▼

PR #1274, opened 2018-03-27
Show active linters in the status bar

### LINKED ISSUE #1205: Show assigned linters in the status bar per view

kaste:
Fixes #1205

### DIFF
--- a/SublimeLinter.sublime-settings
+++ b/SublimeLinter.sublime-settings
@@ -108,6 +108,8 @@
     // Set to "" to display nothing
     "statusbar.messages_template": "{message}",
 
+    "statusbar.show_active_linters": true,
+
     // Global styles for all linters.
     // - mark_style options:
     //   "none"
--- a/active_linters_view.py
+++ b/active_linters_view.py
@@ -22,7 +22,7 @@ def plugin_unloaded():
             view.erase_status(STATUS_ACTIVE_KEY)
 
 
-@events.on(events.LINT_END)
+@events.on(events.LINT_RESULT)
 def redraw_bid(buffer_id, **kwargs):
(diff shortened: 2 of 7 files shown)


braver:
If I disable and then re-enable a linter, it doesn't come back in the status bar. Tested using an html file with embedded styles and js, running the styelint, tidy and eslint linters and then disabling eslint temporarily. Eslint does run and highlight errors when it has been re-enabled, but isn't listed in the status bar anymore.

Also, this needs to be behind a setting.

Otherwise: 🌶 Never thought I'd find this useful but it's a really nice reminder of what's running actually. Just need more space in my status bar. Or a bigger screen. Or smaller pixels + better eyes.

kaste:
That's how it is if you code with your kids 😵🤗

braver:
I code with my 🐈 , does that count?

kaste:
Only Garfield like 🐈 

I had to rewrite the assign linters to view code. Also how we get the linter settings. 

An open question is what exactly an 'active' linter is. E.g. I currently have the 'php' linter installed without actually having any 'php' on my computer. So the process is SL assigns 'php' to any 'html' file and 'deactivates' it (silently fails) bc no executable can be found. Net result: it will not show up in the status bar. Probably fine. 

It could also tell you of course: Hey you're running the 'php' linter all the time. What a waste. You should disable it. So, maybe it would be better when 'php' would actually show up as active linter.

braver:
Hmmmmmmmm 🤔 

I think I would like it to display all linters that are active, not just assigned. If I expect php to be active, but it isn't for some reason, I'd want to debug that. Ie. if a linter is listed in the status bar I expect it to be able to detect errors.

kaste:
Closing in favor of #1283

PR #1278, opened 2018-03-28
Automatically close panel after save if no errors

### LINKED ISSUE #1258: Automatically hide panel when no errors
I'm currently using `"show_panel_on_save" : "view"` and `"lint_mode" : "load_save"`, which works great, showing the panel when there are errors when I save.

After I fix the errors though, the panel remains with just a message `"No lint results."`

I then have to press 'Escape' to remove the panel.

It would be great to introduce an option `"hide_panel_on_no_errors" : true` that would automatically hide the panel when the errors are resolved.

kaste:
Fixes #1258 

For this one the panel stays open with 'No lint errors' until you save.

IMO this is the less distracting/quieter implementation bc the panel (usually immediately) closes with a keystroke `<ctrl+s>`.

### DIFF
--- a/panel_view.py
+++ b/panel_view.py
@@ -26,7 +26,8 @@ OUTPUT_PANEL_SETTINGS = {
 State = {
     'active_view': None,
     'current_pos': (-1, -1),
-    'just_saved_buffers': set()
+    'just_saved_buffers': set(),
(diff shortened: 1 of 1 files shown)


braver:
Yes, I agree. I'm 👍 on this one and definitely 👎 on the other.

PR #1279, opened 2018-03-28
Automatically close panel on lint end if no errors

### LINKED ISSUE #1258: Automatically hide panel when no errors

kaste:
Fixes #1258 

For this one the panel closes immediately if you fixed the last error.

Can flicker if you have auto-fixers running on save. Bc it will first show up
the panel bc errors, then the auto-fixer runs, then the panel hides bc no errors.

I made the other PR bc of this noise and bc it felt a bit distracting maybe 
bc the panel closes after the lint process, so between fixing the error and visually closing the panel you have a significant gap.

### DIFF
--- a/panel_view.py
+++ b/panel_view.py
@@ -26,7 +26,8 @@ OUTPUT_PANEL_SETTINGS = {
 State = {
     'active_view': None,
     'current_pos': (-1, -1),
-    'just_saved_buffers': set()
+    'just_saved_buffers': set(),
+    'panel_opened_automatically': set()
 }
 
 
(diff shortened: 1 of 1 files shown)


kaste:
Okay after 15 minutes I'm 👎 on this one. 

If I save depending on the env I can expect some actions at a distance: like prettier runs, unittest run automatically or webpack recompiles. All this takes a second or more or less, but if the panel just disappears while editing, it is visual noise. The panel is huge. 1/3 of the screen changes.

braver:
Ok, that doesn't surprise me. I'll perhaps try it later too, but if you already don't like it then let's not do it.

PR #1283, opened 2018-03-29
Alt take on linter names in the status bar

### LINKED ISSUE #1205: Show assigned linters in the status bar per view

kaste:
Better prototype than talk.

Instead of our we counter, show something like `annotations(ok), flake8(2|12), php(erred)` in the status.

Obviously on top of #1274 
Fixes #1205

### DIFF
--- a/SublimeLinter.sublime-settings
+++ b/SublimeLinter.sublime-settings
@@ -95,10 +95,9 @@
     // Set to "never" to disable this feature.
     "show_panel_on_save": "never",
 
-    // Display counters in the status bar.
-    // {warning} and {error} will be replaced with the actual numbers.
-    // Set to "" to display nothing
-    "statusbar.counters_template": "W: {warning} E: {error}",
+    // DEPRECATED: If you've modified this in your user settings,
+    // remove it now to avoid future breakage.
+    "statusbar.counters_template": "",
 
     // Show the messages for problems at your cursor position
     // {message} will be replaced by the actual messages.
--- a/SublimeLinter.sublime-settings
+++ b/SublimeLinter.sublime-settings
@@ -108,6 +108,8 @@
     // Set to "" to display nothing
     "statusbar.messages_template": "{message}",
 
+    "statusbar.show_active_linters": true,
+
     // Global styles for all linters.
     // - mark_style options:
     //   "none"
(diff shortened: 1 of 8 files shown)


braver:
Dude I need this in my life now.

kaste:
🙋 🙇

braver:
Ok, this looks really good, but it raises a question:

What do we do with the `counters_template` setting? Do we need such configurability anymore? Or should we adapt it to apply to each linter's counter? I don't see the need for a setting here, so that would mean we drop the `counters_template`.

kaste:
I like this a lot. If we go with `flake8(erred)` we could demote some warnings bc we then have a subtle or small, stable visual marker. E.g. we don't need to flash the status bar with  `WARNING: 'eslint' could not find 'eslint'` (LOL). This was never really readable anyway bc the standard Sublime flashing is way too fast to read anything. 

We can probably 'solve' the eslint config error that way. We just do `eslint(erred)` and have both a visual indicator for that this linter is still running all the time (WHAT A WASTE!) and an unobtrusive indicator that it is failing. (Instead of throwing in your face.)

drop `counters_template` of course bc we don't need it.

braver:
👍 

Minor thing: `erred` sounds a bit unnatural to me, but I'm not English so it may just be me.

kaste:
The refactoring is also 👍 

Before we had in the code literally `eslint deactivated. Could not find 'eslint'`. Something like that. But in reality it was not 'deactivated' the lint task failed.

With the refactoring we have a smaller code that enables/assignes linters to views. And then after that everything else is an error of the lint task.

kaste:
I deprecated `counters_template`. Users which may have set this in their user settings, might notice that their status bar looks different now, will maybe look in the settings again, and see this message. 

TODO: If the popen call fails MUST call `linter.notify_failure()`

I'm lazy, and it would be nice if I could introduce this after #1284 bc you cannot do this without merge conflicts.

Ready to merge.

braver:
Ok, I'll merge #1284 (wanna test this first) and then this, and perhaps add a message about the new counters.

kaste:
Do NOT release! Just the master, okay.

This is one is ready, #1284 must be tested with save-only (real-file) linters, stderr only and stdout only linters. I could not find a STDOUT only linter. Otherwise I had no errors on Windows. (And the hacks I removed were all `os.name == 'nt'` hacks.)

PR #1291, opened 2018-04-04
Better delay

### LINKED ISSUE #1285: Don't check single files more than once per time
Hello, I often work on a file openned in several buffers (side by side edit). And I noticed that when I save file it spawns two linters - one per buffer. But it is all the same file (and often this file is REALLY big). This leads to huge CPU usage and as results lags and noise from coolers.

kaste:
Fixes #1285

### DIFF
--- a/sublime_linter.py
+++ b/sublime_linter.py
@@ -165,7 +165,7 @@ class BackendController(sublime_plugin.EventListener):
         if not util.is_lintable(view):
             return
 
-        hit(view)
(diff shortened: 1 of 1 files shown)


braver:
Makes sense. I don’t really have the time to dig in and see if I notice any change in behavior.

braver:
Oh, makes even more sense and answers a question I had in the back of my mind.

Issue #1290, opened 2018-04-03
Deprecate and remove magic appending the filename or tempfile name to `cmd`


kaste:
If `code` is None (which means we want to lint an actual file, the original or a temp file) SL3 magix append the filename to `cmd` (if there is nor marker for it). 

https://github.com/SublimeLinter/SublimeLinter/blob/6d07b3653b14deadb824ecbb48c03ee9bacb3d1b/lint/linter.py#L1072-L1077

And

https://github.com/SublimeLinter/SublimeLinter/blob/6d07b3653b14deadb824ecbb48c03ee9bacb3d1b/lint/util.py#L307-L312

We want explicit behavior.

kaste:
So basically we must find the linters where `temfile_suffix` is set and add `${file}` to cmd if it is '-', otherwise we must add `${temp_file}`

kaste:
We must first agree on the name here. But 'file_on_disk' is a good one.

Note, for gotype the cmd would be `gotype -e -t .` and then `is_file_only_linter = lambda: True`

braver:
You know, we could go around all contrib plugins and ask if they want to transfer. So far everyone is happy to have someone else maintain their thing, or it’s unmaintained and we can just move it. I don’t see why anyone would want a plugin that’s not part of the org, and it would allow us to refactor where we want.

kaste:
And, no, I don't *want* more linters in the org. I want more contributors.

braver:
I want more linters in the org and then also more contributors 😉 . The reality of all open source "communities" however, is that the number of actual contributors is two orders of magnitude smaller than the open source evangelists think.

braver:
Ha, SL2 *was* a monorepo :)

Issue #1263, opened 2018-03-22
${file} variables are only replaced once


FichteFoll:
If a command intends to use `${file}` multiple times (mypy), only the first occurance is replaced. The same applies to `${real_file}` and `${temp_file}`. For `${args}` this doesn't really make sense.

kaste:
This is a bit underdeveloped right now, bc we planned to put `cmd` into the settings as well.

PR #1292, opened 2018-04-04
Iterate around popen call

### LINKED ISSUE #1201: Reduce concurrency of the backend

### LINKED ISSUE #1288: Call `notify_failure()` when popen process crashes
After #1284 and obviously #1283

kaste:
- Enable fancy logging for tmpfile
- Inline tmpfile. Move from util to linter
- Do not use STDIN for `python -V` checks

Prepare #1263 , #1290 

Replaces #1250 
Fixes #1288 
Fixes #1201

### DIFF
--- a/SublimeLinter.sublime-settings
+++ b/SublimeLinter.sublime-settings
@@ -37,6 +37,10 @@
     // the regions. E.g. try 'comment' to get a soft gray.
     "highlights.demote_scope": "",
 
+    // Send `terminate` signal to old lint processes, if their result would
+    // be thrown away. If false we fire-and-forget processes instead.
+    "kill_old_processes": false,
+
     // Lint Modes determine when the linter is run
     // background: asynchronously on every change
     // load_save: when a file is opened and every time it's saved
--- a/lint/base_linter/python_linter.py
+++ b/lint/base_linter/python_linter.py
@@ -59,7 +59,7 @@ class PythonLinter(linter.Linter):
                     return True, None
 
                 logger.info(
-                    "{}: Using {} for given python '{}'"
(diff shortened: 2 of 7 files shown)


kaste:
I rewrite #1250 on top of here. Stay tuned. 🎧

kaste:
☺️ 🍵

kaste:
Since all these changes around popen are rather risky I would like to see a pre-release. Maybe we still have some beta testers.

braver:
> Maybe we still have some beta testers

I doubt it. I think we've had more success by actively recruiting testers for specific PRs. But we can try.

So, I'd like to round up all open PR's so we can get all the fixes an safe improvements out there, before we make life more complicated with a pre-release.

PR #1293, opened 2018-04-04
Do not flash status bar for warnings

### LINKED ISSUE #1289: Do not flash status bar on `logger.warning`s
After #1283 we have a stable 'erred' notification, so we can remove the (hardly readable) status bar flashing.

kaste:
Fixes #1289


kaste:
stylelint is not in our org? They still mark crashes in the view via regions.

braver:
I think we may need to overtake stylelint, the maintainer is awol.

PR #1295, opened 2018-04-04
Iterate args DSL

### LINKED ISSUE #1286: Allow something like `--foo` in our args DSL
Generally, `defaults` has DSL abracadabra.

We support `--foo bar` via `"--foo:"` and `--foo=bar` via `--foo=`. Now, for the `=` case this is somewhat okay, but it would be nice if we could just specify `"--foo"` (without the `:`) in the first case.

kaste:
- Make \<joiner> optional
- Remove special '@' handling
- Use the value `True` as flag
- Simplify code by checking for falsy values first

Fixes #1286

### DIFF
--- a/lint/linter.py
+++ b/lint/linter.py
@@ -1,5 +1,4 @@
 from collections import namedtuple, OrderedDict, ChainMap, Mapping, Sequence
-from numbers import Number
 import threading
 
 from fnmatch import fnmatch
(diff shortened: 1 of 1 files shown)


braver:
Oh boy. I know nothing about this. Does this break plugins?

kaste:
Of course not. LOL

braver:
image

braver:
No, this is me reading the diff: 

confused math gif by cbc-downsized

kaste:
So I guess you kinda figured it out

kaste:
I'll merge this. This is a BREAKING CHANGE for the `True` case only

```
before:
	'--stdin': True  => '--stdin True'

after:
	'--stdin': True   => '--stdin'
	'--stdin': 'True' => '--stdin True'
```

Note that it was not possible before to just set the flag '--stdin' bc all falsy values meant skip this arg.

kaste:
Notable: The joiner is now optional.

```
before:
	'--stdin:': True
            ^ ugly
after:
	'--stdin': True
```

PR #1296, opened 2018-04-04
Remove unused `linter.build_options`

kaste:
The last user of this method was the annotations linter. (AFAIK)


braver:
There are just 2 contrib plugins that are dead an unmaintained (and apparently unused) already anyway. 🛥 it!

▲

:: ASSIGNMENT ::
Your task is to reproduce the entries exactly, starting at the first line and ending with the line containing "Hmmmmmmmm 🤔".

:: RESULT OF THE EXERCISE ::
PR #1274, opened 2018-03-27
Show active linters in the status bar

### LINKED ISSUE #1205: Show assigned linters in the status bar per view

kaste:
Fixes #1205

### DIFF
--- a/SublimeLinter.sublime-settings
+++ b/SublimeLinter.sublime-settings
@@ -108,6 +108,8 @@
     // Set to "" to display nothing
     "statusbar.messages_template": "{message}",
 
+    "statusbar.show_active_linters": true,
+
     // Global styles for all linters.
     // - mark_style options:
     //   "none"
--- a/active_linters_view.py
+++ b/active_linters_view.py
@@ -22,7 +22,7 @@ def plugin_unloaded():
             view.erase_status(STATUS_ACTIVE_KEY)
 
 
-@events.on(events.LINT_END)
+@events.on(events.LINT_RESULT)
 def redraw_bid(buffer_id, **kwargs):
(diff shortened: 2 of 7 files shown)


braver:
If I disable and then re-enable a linter, it doesn't come back in the status bar. Tested using an html file with embedded styles and js, running the styelint, tidy and eslint linters and then disabling eslint temporarily. Eslint does run and highlight errors when it has been re-enabled, but isn't listed in the status bar anymore.

Also, this needs to be behind a setting.

Otherwise: 🌶 Never thought I'd find this useful but it's a really nice reminder of what's running actually. Just need more space in my status bar. Or a bigger screen. Or smaller pixels + better eyes.

kaste:
That's how it is if you code with your kids 😵🤗

braver:
I code with my 🐈 , does that count?

kaste:
Only Garfield like 🐈 

I had to rewrite the assign linters to view code. Also how we get the linter settings. 

An open question is what exactly an 'active' linter is. E.g. I currently have the 'php' linter installed without actually having any 'php' on my computer. So the process is SL assigns 'php' to any 'html' file and 'deactivates' it (silently fails) bc no executable can be found. Net result: it will not show up in the status bar. Probably fine. 

It could also tell you of course: Hey you're running the 'php' linter all the time. What a waste. You should disable it. So, maybe it would be better when 'php' would actually show up as active linter.

braver:
Hmmmmmmmm 🤔 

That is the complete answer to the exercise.